The same is true in business. Real innovation happens where someone discovers a new way to scratch an old itch, where someone thinks through a problem in a new way (even if it's simply a new application of an old technology). When we talk about innovation happening "at the edges" of a market or industry, what we mean is that innovation happens where business rubs up against constraints. (The "mainstream" of anything is where things flow smoothly, right?) We can't have innovation--and capitalism's greatest strength as an economic system is its powerful incentives for innovation--unless we have the right kind of rules and restrictions. (The question of "more" regulation versus "less" regulation is puerile. The kind of regulation matters more than the amount.) The free market, to put it pointedly, is only as free as its constraints force it to be.

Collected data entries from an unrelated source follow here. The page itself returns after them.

PR #53, opened 2026-06-08
Eko 276/3d3 refactor websocketwrapper to nullable infrastructure

Iam-Ebuka:
- test: red - removes a client and notifies onDisconnect exactly once when it disconnects
- refactored websocket.ts

https://linear.app/ekohacks/issue/EKO-276/3d3-refactor-websocketwrapper-to-nullable-infrastructure

### DIFF
--- a/server/infrastructure/websocket.ts
+++ b/server/infrastructure/websocket.ts
@@ -12,12 +12,10 @@ interface ServerSocketLike {
   close(): void;
   onClose(cb: () => void): void;
   onMessage?(cb: (message: unknown) => void): void;
-  setClientId?(id: string): void; // For NullConnectionSource to set the stub's ID
-  setReceiveMessageHandler?(handler: (message: unknown) => void): void; // For NullConnectionSource to handle incoming messages
 }
 
 interface ConnectionSource {
-  onConnection(cb: (socket: ServerSocketLike) => unknown): void;
+  onConnection(cb: (socket: ServerSocketLike) => string): void;
   close(): Promise<void>;
   start?(): Promise<void>;
   attach?(fastify: FastifyInstance): Promise<void>;
@@ -46,9 +44,7 @@ export class WebSocketWrapper implements WebSocketInterface {
 
   private constructor(factory: ConnectionSourceFactory) {
     this.source = factory();
-    this.source.onConnection((socket) => {
-      this.handleConnection(socket);
-    });
+    this.source.onConnection((socket) => this.handleConnection(socket));
   }
 
   static create(): WebSocketWrapper {
@@ -96,14 +92,14 @@ export class WebSocketWrapper implements WebSocketInterface {
   }
 
   send(clientId: string, message: unknown): void {
-    const entry = this.clients.get(clientId);
-    if (!entry) {
-      return;
-    }
     if (message === undefined) {
       throw new Error('Cannot send undefined message to client');
     }
 
+    const entry = this.clients.get(clientId);
+    if (!entry) {
+      return;
+    }
     entry.socket.send(JSON.stringify(message));
   }
 
@@ -146,10 +142,9 @@ export class WebSocketWrapper implements WebSocketInterface {
     this.emitter.emit(MESSAGE_EVENT, { clientId, message });
   }
 
-  private handleConnection(socket: ServerSocketLike): void {
+  private handleConnection(socket: ServerSocketLike): string {
     const id = String(this.nextId++);
     this.clients.set(id, { socket });
-    socket.setClientId?.(id); // For NullConnectionSource: set the stub's ID
     socket.onMessage?.((message: unknown) => {
       this.receiveMessage(id, message);
     });
@@ -162,7 +157,7 @@ export class WebSocketWrapper implements WebSocketInterface {
       }
     });
 
-    // For NullConnectionSource: set the stub's ID and receiveMessageHandler
+    return id;
   }
 }
 
@@ -176,14 +171,14 @@ function isClientIdPayload(data: unknown): data is { clientId: string } {
 
 class WsConnectionSource implements ConnectionSource {
   private wss: WebSocketServer | null = null;
-  private listeners: ((s: ServerSocketLike) => unknown)[] = [];
+  private listeners: ((socket: ServerSocketLike) => string)[] = [];
   private port: number;
 
   constructor(port: number) {
     this.port = port;
   }
 
-  onConnection(cb: (socket: ServerSocketLike) => unknown): void {
+  onConnection(cb: (socket: ServerSocketLike) => string): void {
     this.listeners.push(cb);
   }
 
@@ -224,9 +219,9 @@ class WsConnectionSource implements ConnectionSource {
 
 class FastifyConnectionSource implements ConnectionSource {
   private fastify: FastifyInstance | null = null;
-  private listeners: ((s: ServerSocketLike) => unknown)[] = [];
+  private listeners: ((s: ServerSocketLike) => string)[] = [];
 
-  onConnection(cb: (socket: ServerSocketLike) => unknown): void {
+  onConnection(cb: (socket: ServerSocketLike) => string): void {
     this.listeners.push(cb);
   }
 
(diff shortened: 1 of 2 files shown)


KevinOrfas (commented):
Hi Ebuka, I sat with this one and ran tests against it rather than just reading the diff. Walking through it the way I read it.

**The heart of the change is right.** You took the test double knowledge out of `send` and `broadcast`. They used to stop and ask "is this a stub?" on every message. Now they just call `socket.send(...)` and let the null socket decide how to record it. That is what a nullable is for, so this is the direction we want. You did the same to disconnect: a client closing and the server closing now run through one `onClose` handler instead of the old separate `disconnect` method. I tested calling `close()` twice on a client and the disconnect still fires exactly once and the count still lands on zero, so the `if (this.clients.has(id))` guard is holding the line.

**Something nice happened, and it is worth understanding why.** You changed the null socket to keep `JSON.parse(JSON.stringify(message))`. That one line does something good on purpose. It records each message the way the wire would actually carry it, instead of holding onto the live object you handed in. I checked it by running the same two tests against your branch and against the commit before yours.

First, a message is now kept by value. Change the object after you send it and the recorded copy stays put:

```js
it('keeps an outbound message by value, so changing the object later does not change what was sent', () => {

  const payload = { type: 'hello', nested: { n: 1 } };
  ws.send(client.id, payload);
  payload.nested.n = 999;

  expect(client.messages).toEqual([{ type: 'hello', nested: { n: 1 } }]);
});
```

Passes on your branch. On the commit before yours it fails, because the old null held the live object, so the recorded copy quietly turned into `999`. You fixed that.

Second, a value that cannot cross the wire as is, like a `Date`, is now kept as the string a real socket would send:

```js
it('records a Date as the string a real socket would send', () => {

  ws.send(client.id, { type: 'tick', when: new Date('2026-06-09T00:00:00.000Z') });

  expect(client.messages).toEqual([{ type: 'tick', when: '2026-06-09T00:00:00.000Z' }]);
});
```

Same story. Passes on your branch, fails on the one before, where the old null kept a real `Date`. Both of these mean the null is now telling the truth about production, which is the whole point of it. I would add both to `websocket.test.ts` so nobody can quietly undo it later.

**Now the flip side of that same line.** The round trip that buys us all of the above is also the line that breaks when there is nothing to stringify. `JSON.stringify(undefined)` gives back `undefined`, not text, and then `JSON.parse(undefined)` throws:

```js
it('broadcast(undefined)', () => {

  ws.broadcast(undefined);

  expect(client.messages).toEqual([undefined]);
});
```

On your branch this throws `"undefined" is not valid JSON`. On the one before it passes, because the old null just stored `undefined`. So the same change that made the null honest about a `Date` made it throw on `undefined`. This is not a mistake to undo, it is a decision to make, and I will open a separate note with the two ways we could go so we can settle it together.

**The part I would most like you to rework.** The null knowledge did not leave, it moved into `handleConnection`. Every real connection, Fastify and `ws` included, now runs this:

```js
const nullSource = this.source as { lastCreatedStub?: StubbedClient | undefined };
if (nullSource.lastCreatedStub?.id === '') {
  nullSource.lastCreatedStub.setId(id);
  nullSource.lastCreatedStub.setReceiveMessageHandler((message) => this.receiveMessage(id, message));
  nullSource.lastCreatedStub = undefined;
}
```

Read it as a story. `handleConnection` is meant to handle any connection, but here it pauses to ask "are you secretly the null one, and have you got a stub waiting?" That is the same question we were glad to delete from `send` and `broadcast`. The empty string is standing in for "not wired up yet", and `lastCreatedStub` is a single slot that only works because one listener reads it at one exact moment. It does no harm at runtime, a real source has no `lastCreatedStub` so the line skips, and the Fastify and `ws` tests all pass. But it is weight on the shared path, and it is the smell we just cleaned up creeping back in.

The shape that solves it already lives in this file. Look at `WsConnectionSource` and `FastifyConnectionSource`: each one builds its own `ServerSocketLike` and hands it over, so `handleConnection` treats them all the same and never asks what kind they are. The null source can do the same if the socket carries one more optional step, say `setClientId?(id)`. Then `handleConnection` reads as one sentence for everyone:

```js
this.clients.set(id, { socket });
socket.setClientId?.(id);   // the null socket stamps its stub here; real sockets do not have this step
this.emitter.emit(CONNECTION_EVENT, { clientId: id });
```

The null source wires the stub inside its own socket, right next to `send` and `close`. The empty string check disappears, and the single slot disappears with it.

**One habit, not just this PR.** A few comments explain what the code is doing: `// UNIFIED: ...`, `// For NullConnectionSource: ...`, `id; // Mutable for testing`. We lean away from these because they drift and then mislead. That last one already does, since `id` is set by `handleConnection` in normal running, not by a test. Let the names and the structure carry the meaning and the code keeps telling the true story on its own. The `setClientId` shape above does most of that for free.

**To turn this into commits on this PR:**

- Run the three tests above against your branch, and against the commit before yours if you want to see the difference for yourself.
- Bring the value test and the `Date` test into `websocket.test.ts` as guards, so the wire fidelity you just gained cannot be quietly undone.
- Move the null wiring out of `handleConnection` using the `setClientId` shape.
- I will follow up with a separate note on the `undefined` question, and once we have picked a direction I will finish that last test with you.

The bones here are good and the core idea landed. Happy to pair on any of it.

server/infrastructure/websocket.ts
```diff
@@ -7,114 +7,204 @@ const CONNECTION_EVENT = 'connection';
 const DISCONNECTION_EVENT = 'disconnection';
 const MESSAGE_EVENT = 'message';
 
+interface ServerSocketLike {
+  send(data: string): void;
+  close(): void;
+  onClose(cb: () => void): void;
+  onMessage?(cb: (message: unknown) => void): void;
+  setClientId?(id: string): void; // For NullConnectionSource to set the stub's ID
+  setReceiveMessageHandler?(handler: (message: unknown) => void): void; // For NullConnectionSource to handle incoming messages
```
KevinOrfas: `setClientId?`, `setReceiveMessageHandler?` and `onMessage?` here only exist for the null socket. The real sources never implement them, so the shared contract is carrying the null source's private wiring. On the client side we kept seams like this off the shared interface on purpose: see `client/clientSocket.ts:110`, where `deliver` is an extra method on `NullWebSocket` with a comment saying it is explicitly not part of `WebSocketLike`. The only things the wrapper truly needs from any socket are `send`, `close`, `onClose`, and `onMessage` once we wire real inbound messages.

Also `setReceiveMessageHandler?` on line 16 is dead: `handleConnection` wires messages through `socket.onMessage?.()` (line 153), and nothing calls the interface member anywhere. Safe to delete.

server/infrastructure/websocket.ts
```diff
@@ -7,114 +7,204 @@ const CONNECTION_EVENT = 'connection';
...
 
   send(clientId: string, message: unknown): void {
-    this.server.send(clientId, message);
+    const entry = this.clients.get(clientId);
+    if (!entry) {
+      return;
+    }
+    if (message === undefined) {
+      throw new Error('Cannot send undefined message to client');
+    }
```
KevinOrfas: `send` and `broadcast` guard `undefined` in opposite orders. Here the early return for an unknown client (lines 100 to 102) runs before the `undefined` check, so `ws.send(aDisconnectedId, undefined)` swallows the bad payload silently, while `broadcast` (line 111) checks `undefined` first and always throws. Both new specs use a live client, so they pass either way and miss the gap. Move the `undefined` check above the client lookup so a bad payload is reported whether or not the client is still connected, and so the two methods behave the same.

server/infrastructure/websocket.ts
```diff
@@ -7,114 +7,204 @@ const CONNECTION_EVENT = 'connection';
...
+
+  private receiveMessage(clientId: string, message: unknown): void {
+    this.emitter.emit(MESSAGE_EVENT, { clientId, message });
+  }
+
+  private handleConnection(socket: ServerSocketLike): void {
+    const id = String(this.nextId++);
+    this.clients.set(id, { socket });
+    socket.setClientId?.(id); // For NullConnectionSource: set the stub's ID
+    socket.onMessage?.((message: unknown) => {
```
KevinOrfas, line 148: The real sources (`WsConnectionSource`, `FastifyConnectionSource`) never define `onMessage`, so this does nothing for them and `trackMessages` returns a live but never firing tracker on a real server. That matches the old behaviour (real inbound messages were never handled), so it is not a regression, but two things changed worth a line in the description: the old code threw on `trackMessages` for real instances to flag misuse, and now it quietly hands back an empty tracker. If real inbound messages are coming, this is the right seam; if not yet, a note saying so saves the next reader the confusion I had.

server/infrastructure/websocket.ts
```diff
@@ -7,114 +7,204 @@ const CONNECTION_EVENT = 'connection';
...
+    this.emitter.emit(CONNECTION_EVENT, { clientId: id });
+
+    socket.onClose(() => {
+      if (this.clients.has(id)) {
+        this.clients.delete(id);
+        this.emitter.emit(DISCONNECTION_EVENT, { clientId: id });
+      }
+    });
+
+    // For NullConnectionSource: set the stub's ID and receiveMessageHandler
```
KevinOrfas: This comment now sits at the end of `handleConnection` describing work that already ran above it (lines 152 to 153). Stale, safe to remove.

server/infrastructure/websocket.ts
```diff
@@ -130,210 +220,126 @@ class RealWebSocket implements WebSocketInterface {
...
-  constructor(id: string, server: StubbedWebSocket) {
+  readonly messages: unknown[];
+  id: string; // Mutable for testing, set by handleConnection
+  private closeHandler: (() => void) | undefined;
+  private receiveMessageHandler: ((message: unknown) => void) | undefined;
+
+  constructor(
+    messages: unknown[],
+    closeHandler?: () => void,
+    receiveMessageHandler?: (message: unknown) => void,
```
KevinOrfas: `id` lost its `readonly` and gained a public `setId` so it can be written after construction (the `lastCreatedStub` relay below). If we collapse that relay, this can go back to `readonly`. Separately, the third constructor parameter `receiveMessageHandler` on line 266 is never passed: `simulateConnection` calls `new StubbedClient(messages, ...)` with two args and sets the handler later. Drop the parameter.

server/infrastructure/websocket.ts
```diff
@@ -130,210 +220,126 @@ class RealWebSocket implements WebSocketInterface {
...
   }
 }
 
-class StubbedWebSocket implements WebSocketInterface {
-  private clients = new Map<string, StubbedClient>();
-  private emitter = new EventEmitter();
-  private nextId = 0;
+class NullConnectionSource implements ConnectionSource {
+  private listenersList: ((s: ServerSocketLike) => unknown)[] = [];
+  lastCreatedStub: StubbedClient | undefined;
```
KevinOrfas: This is the substantive one. To get the wrapper assigned id into the stub, the code stashes the stub here on `lastCreatedStub`, then `handleConnection` calls `socket.setClientId(id)` (line 152), which reaches back through `lastCreatedStub.setId(id)` (line 323) to mutate it after the fact. Same dance for the message handler (line 328). It holds together today only because this is synchronous and one connection is made at a time.

Compare `StubbedServer` in `client/clientSocket.ts:116`, which just takes its socket in the constructor (`private readonly socket`) and drives it. One reference, set once.

The honest difference is that here the wrapper assigns the id, so it does have to reach the test handle somehow. So a question rather than a prescription: could `StubbedClient` hold its null socket directly like `StubbedServer` does and read the id from it, so we drop `lastCreatedStub`, the `setClientId` hop and the mutable public id? If the stub and the null socket were one object implementing `ServerSocketLike`, `handleConnection` could set the id straight on it and the whole relay disappears. Keen to hear how you would surface the id without the back channel.

server/infrastructure/websocket.ts
```diff
@@ -130,210 +220,126 @@ class RealWebSocket implements WebSocketInterface {
...
+    const messages: unknown[] = [];
+    let onCloseCallback: (() => void) | undefined;
+
+    const socket: ServerSocketLike = {
+      send: (data: string) => {
+        // Null socket: record in-memory instead of sending over network
+        messages.push(JSON.parse(data));
+      },
+      close: () => {
+        // UNIFIED: call onClose callback like real socket does
```
KevinOrfas: A few comments read as notes to yourself mid refactor rather than to the next reader: this `// UNIFIED: ...`, plus `// Mutable for testing ...` (line 259) and `// Temporary ID ...` (line 268). They can all go; the code already says what it does.

tests/infrastructure/websocket.test.ts
```diff
@@ -70,4 +84,22 @@ describe('WebSocketWrapper (null)', () => {
...
+  it('it throws an error with a clear message if undefined is sent to clients', () => {
+    const ws = WebSocketWrapper.createNull();
+    const client = ws.simulateConnection();
+
+    expect(() => {
+      ws.send(client.id, undefined);
+    }).toThrow('Cannot send undefined message to client');
+  });
+
+  it('it throws an error with a clear message if undefined is broadcasted to clients', () => {
```
KevinOrfas: Both new specs start with the word `it` (`it('it throws an error ...')`), so the reporter prints 'it it throws ...'. Drop the leading `it` from the description. Tiny thing: the broadcast spec creates a connection on line 99 it does not need, since `broadcast` throws on `undefined` before it touches any client.

KevinOrfas (commented):
## Pushing the null seam down to the connection source: good direction

Thanks Ebuka. This moves the null seam to where it belongs. Before, the whole `WebSocketWrapper` was swapped for a parallel `StubbedWebSocket` that reimplemented client tracking, send, broadcast and disconnect, so the production logic was never the thing under test. Now the wrapper owns that logic for real and only the connection source varies. That is exactly the shape we want, and `trackConnections` / `trackDisconnections` now fire on the real sources too, where the old code used to throw.

So it works and it is tested. The inline notes are about the null wiring, which is where the cost of this design shows up later.

### The shape of it
The one substantive ask is the `lastCreatedStub` relay in `NullConnectionSource` (inline comment there). We solved this exact problem on the client side last week in `client/clientSocket.ts` (#47): the null class implements the socket interface cleanly, the test seam stays off the shared interface, and the test handle holds its socket by constructor reference. This PR takes a harder road to the same place, with null only methods on `ServerSocketLike` and an id written back into the stub after construction. Bringing it in line with the client side would drop a fair bit of the wiring and let `StubbedClient.id` go back to `readonly`.

The rest is small: one real consistency bug in the `undefined` guard ordering on `send`, a behaviour note on `trackMessages` for the real sources, a dead interface member and constructor parameter, and some refactor era comments to clear out. All inline.


Solid work overall. Happy to pair on the id question if it helps.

Of course, constraints are damned inconvenient. And that's precisely the point. It's often--if not always--in response to inconveniences that people are most creative, most inventive, most innovative. And so we're led inevitably to the conclusion that inconveniences can be useful.
Gridlock
"Traffic lights are just the Man keeping us down! We will not be constrained!"

Some inconveniences, naturally, are more useful than others, but that hardly obviates the necessity of inconvenience for optimal performance. It's easy enough to see how inconveniencing others might be worthwhile, but it's one of the marks of emotional maturity to see the value of inconvenience for oneself. Politics--in the largest possible sense of the word--is only possible because we deliberately accept to be inconvenienced in certain ways (e.g., we don't simply use whichever car is closest, use guns to force our crushes to go out with us, or lynch elected officials from opposing parties). We recognize that our condition is collectively better when we all accept to be inconvenienced in certain ways. (Again, the kind of self-regulation matters more than the amount.)

Finding--and enforcing--the right kind of constraints is key to getting the most out of people, as innovators, as politicians, as artists, as designers, and even as citizens. We would all of us do well to remember that inconvenience--yes, even our own--often serves us much, much better than convenience.